Recursive Query Evaluation
Evaluate the non-recursive term. For UNION (but not UNION ALL), discard duplicate rows. Include all remaining rows in the result of the recursive query, and also place them in a temporary working table.
So long as the working table is not empty, repeat these steps:
a. Evaluate the recursive term, substituting the current contents of the working table for the recursive self-reference. For UNION (but not UNION ALL), discard duplicate rows and rows that duplicate any previous result row. Include all remaining rows in the result of the recursive query, and also place them in a temporary intermediate table.
b. Replace the contents of the working table with the contents of the intermediate table, then empty the intermediate table.
to do something like factorial in sql you need to do something more like this so post
ALTER FUNCTION dbo.fnGetFactorial (#num int)
RETURNS INT
AS
BEGIN
DECLARE #n int
IF #num <= 1 SET #n = 1
ELSE SET #n = #num * dbo.fnGetFactorial(#num - 1)
RETURN #n
END
GO
Tree data structures (more of a forest :)
wikipedia
The import thing to note is that a tree is a subset of a graph, This can be simply enforced by
the relationship each node has only one parent.
Representing the Tree in PGSQL
I think it will be easiest to work it out a little more theoretically before we move on to the sql
The simple way of represent a graph relation without data duplication is by separating the nodes(id, data) from the edges.
We can then restrict the edges(parent_id, child_id) table to enforce our constraint. be mandating that parent_id,child_id
as well as just child id be unique
create table nodes (
id uuid default uuid_generate_v4() not null unique ,
name varchar(255) not null,
json json default '{}'::json not null,
remarks varchar(255),
);
create table edges (
id uuid default uuid_generate_v4() not null,
parent_id uuid not null,
child_id uuid not null,
meta json default '{}'::json,
constraint group_group_id_key
primary key (id),
constraint group_group_unique_combo
unique (parent_id, child_id),
constraint group_group_unique_child
unique (child_id),
foreign key (parent_id) references nodes
on update cascade on delete cascade,
foreign key (child_id) references nodes
on update cascade on delete cascade
);
Note that theoretical this can all be done with only one table by simply putting the parent_id in the nodes table
and then
CREATE VIEW v_edges as (SELECT id as child_id, parent_id FROM nodes)

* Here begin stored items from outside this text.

PR #1759, opened 2021-01-12
Announce setting timestamps deprecation

ezr-ondrej:


_includes/manuals/nightly/1.2_release_notes.md
```diff
@@ -8,6 +8,8 @@ This section will be updated prior to the next release.
 
 ### Deprecations
 
+* Timestamps are deprecated in settings API, that means you should stop realying on `created_at` and `updated_at` attributes as these will change behaviour in Foreman 2.25. `created_at` will be dropped and `updated_at` will be set only for settings that doesn't have default value.
```
tbrisker: I really hope we never have a Foreman 2.25 😆 
```suggestion
* Timestamps are deprecated in settings API, that means you should stop realying on `created_at` and `updated_at` attributes as these will change behaviour in Foreman 2.5. `created_at` will be dropped and `updated_at` will be set only for settings that doesn't have default value.
```

ezr-ondrej: Done :)

tbrisker (approved):
Thanks @ezr-ondrej !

but for the proposal of flexibility and so that we can incorporate other graph structures to this
framework I will use the common many-to-many relationship structure. This will ideally allow this research to be
expanded into other graph algorithms.
Let's start out with a sample data structure
INSERT (id, my_data) VALUES ('alpha', 'my big data') INTO nodes
INSERT (id, my_data) VALUES ('bravo', 'my big data') INTO nodes
INSERT (id, my_data) VALUES ('charly', 'my big data') INTO nodes
INSERT (id, my_data) VALUES ('berry', 'my big data') INTO nodes
INSERT (id, my_data) VALUES ('zeta', 'my big data') INTO nodes
INSERT (id, my_data) VALUES ('yank', 'my big data') INTO nodes
INSERT (parent_id, child_id) VALUES ('alpha', 'bravo') INTO edges
INSERT (parent_id, child_id) VALUES ('alpha', 'berry') INTO edges
INSERT (parent_id, child_id) VALUES ('bravo', 'charly') INTO edges
INSERT (parent_id, child_id) VALUES ('yank', 'zeta') INTO edges
-- rank0 Alpha Yank
-- rank1 Bravo Berry Zeta
-- rank2 Charly
Note the interesting properties of a tree (number of edges e) =( number of nodes n)-1
each child has exactly one parent.
We can then simplify the equations
let n = node
let p = parent
let c = child
let ns = nodes = groups
let es = edges = group_group // because this is a relationship of a group entity to another group entity
So now what sort of questions will we ask.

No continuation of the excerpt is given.